Does the "because" in a premise disrupt the validity of this argument?

Question

1. One is good if and only if one does one's job well
2. One does one's job well if and only if, and because, one is virtuous
3. One is virtuous if and only if one is just
4. From 1 and 2: One is good if and only if, and because, one is virtuous
5. From 3 and 4: One is good if and only if, and because, one is just
6. From 5: One is good because one is just

I have 2 worries here:

• 1 says that being good is logically equivalent to doing a job well. 2 says that doing a job well is logically equivalent to being virtuous. So I can say that being good is logically equivalent to being virtuous. This is captured by the "if and only if" in 4: one is good if and only if one is virtuous. But I'm not sure if the "and because" in 2 will complicate things, or can the 4 above really just follow through, with the "and because" simply tapped on?
• Does 6 follow from 5? As in, can I simply extract that one aspect in 5? But if not, I can allow for an additional premise: one is good if and only if one is just. This should then make the move from 5 to 6 okay?

Answer 1

The difficulty in analyzing this argument is the use of the word, "because." This is not a standard logical connective. There are ways it could be defined, but it's not clear how it is defined here.

Step 4 seems to invoke the rule, "If (X iff Y) and (Y because Z), then (X because Z)." Is that valid? Who can say, without giving axioms for the "because" connective?

Step 5 (and then 6, which just restates a part of 5) seems to invoke the rule, "If (Z iff W) and (Y because Z), then (Y because W)." Is this valid? Who can say?
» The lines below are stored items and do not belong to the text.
PR #6004, opened 2025-05-14
graphql: Add a query test

lutter:
Check the situation where an entity that has empty relations to other entities is followed by one that does have them and ensure that we link up the children correctly in that situation.

Found this change cleaning up old branches, but don't remember what prompted writing it. But another test won't hurt either way

### DIFF
--- a/store/test-store/tests/graphql/query.rs
+++ b/store/test-store/tests/graphql/query.rs
@@ -581,6 +581,7 @@ async fn insert_test_entities(
         vec![
             entity! { is => id: "m3", name: "Tom", mainBand: "b2", bands: vec!["b1", "b2"], favoriteCount: 5, birthDate: timestamp.clone(), vid: 2i64 },
             entity! { is => id: "m4", name: "Valerie", bands: Vec::<String>::new(), favoriteCount: 20, birthDate: timestamp.clone(), vid: 3i64 },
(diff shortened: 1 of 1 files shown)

If I were going to define "because," I would say it involves a directed acyclic graph among the set of all formulas, where we are able to infer a node given its parents, and where the root nodes in the graph are the axioms. But simply because a node can be inferred from a set of other nodes, does not mean those other nodes are its parents; the parents of the node are a "canonical way" to deduce that node. We might say a node B is "because of" a set of nodes S, if every node in S is an ancestor of B, and if deletion of the nodes in S partitions the graph into two parts with all the axiom nodes on one side and B on the other. In this definition, the deductions in step 4 and 5 are not valid; logically equivalent formulas need not occupy similar positions in the graph. If a formula B is much more complicated and hard to deduce than a formula A, but A and B are equivalent and the proof of B resorts to A, then we may say that B is because of A. But it is not so natural to say that A is because of B, and if we want the graph to be acyclic we can't say both.